Records contained in a dataset →
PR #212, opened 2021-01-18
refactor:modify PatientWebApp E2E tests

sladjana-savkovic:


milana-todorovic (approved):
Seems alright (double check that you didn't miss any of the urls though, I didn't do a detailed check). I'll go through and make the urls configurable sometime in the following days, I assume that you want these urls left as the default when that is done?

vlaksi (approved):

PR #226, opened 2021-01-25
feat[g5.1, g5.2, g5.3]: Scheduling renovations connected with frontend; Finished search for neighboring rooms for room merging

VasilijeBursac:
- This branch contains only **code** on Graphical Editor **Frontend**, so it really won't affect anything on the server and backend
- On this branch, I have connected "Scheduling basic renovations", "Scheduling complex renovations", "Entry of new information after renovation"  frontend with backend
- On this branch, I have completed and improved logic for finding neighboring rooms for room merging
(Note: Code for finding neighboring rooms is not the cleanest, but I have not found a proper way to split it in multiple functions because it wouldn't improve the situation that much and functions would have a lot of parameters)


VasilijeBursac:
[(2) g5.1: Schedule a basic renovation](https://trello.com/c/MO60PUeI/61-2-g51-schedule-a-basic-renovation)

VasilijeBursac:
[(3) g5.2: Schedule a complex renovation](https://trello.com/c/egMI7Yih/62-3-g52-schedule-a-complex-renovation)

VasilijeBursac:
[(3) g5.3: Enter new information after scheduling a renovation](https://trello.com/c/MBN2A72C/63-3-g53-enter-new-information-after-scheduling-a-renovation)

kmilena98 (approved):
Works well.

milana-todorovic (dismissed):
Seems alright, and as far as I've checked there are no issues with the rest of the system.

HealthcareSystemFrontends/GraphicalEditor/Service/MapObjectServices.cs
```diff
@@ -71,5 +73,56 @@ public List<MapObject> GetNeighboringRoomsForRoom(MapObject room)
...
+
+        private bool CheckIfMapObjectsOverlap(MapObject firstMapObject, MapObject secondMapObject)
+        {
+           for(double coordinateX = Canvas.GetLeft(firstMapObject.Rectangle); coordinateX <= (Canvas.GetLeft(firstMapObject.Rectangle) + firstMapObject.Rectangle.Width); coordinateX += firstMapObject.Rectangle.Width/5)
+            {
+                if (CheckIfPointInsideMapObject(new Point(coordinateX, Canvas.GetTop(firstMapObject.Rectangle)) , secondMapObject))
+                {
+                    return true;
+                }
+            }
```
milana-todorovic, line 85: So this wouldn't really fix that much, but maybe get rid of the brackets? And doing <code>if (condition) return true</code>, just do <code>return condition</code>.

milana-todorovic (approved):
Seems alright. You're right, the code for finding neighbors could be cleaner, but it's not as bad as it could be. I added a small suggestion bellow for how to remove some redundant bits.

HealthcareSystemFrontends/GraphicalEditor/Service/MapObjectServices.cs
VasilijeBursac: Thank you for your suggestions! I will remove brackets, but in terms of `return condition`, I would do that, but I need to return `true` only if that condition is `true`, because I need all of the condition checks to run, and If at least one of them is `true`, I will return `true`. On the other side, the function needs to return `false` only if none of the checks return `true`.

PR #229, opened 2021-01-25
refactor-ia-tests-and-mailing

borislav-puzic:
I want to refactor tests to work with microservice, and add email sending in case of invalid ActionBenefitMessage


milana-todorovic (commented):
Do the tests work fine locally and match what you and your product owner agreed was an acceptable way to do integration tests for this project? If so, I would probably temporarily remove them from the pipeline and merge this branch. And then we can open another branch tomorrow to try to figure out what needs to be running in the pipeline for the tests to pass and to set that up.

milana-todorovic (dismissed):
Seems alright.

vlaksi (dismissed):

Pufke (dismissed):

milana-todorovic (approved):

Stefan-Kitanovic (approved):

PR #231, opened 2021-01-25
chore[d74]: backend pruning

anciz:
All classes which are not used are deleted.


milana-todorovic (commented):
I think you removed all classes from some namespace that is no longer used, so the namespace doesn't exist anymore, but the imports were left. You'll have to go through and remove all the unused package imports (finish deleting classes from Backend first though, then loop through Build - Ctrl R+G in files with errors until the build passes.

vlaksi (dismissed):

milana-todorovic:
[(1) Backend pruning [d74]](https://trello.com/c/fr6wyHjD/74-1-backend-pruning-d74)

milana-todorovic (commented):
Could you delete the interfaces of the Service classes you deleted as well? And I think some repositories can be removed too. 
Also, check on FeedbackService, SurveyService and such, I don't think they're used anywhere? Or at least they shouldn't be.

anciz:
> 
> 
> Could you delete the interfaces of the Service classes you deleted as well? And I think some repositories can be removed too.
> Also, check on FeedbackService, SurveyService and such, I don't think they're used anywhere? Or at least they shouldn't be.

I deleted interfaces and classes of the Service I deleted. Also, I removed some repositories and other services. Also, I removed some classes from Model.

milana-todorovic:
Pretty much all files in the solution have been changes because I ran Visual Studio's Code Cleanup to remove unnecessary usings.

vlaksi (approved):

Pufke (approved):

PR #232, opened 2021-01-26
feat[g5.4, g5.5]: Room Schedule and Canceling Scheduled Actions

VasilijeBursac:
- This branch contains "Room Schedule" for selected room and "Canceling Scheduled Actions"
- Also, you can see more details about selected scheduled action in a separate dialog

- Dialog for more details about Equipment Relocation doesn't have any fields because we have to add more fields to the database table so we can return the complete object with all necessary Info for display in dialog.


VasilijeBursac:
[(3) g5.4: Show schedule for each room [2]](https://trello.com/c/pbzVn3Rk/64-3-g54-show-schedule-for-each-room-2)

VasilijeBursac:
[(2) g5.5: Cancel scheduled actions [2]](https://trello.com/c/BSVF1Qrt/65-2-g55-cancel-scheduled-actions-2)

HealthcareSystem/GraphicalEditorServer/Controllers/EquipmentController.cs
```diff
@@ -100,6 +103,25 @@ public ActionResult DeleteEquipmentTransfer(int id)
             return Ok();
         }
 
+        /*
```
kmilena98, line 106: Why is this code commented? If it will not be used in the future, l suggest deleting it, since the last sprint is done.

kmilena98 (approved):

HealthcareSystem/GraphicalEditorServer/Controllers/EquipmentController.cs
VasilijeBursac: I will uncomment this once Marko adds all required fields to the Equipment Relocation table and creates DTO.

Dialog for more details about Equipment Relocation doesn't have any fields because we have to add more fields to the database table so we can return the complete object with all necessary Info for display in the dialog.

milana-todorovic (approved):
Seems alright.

...

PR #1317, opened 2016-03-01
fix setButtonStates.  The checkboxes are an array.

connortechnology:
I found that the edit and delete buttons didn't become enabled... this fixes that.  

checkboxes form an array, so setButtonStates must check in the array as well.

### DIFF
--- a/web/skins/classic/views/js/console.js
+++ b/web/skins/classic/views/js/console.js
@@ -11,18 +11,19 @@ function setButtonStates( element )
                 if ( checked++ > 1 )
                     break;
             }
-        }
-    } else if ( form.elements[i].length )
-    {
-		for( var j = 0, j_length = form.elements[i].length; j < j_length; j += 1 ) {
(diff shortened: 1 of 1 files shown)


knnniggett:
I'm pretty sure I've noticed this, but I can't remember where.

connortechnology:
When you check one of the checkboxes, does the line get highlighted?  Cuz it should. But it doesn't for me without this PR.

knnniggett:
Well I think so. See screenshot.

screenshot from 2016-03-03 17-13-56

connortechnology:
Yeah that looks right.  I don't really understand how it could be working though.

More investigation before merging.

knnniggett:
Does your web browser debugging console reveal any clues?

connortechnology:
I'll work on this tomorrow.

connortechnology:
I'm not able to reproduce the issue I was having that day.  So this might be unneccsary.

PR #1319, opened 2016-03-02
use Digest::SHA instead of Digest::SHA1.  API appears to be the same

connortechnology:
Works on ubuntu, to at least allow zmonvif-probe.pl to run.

...

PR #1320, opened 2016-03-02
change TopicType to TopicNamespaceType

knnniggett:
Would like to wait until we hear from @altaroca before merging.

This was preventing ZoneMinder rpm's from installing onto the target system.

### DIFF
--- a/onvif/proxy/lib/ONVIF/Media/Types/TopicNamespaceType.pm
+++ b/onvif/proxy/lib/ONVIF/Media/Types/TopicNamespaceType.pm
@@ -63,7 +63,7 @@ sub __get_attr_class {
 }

About this exercise → Copy from the entries above each line in which the string "Canvas" can be found.

Task response →
+           for(double coordinateX = Canvas.GetLeft(firstMapObject.Rectangle); coordinateX <= (Canvas.GetLeft(firstMapObject.Rectangle) + firstMapObject.Rectangle.Width); coordinateX += firstMapObject.Rectangle.Width/5)
+                if (CheckIfPointInsideMapObject(new Point(coordinateX, Canvas.GetTop(firstMapObject.Rectangle)) , secondMapObject))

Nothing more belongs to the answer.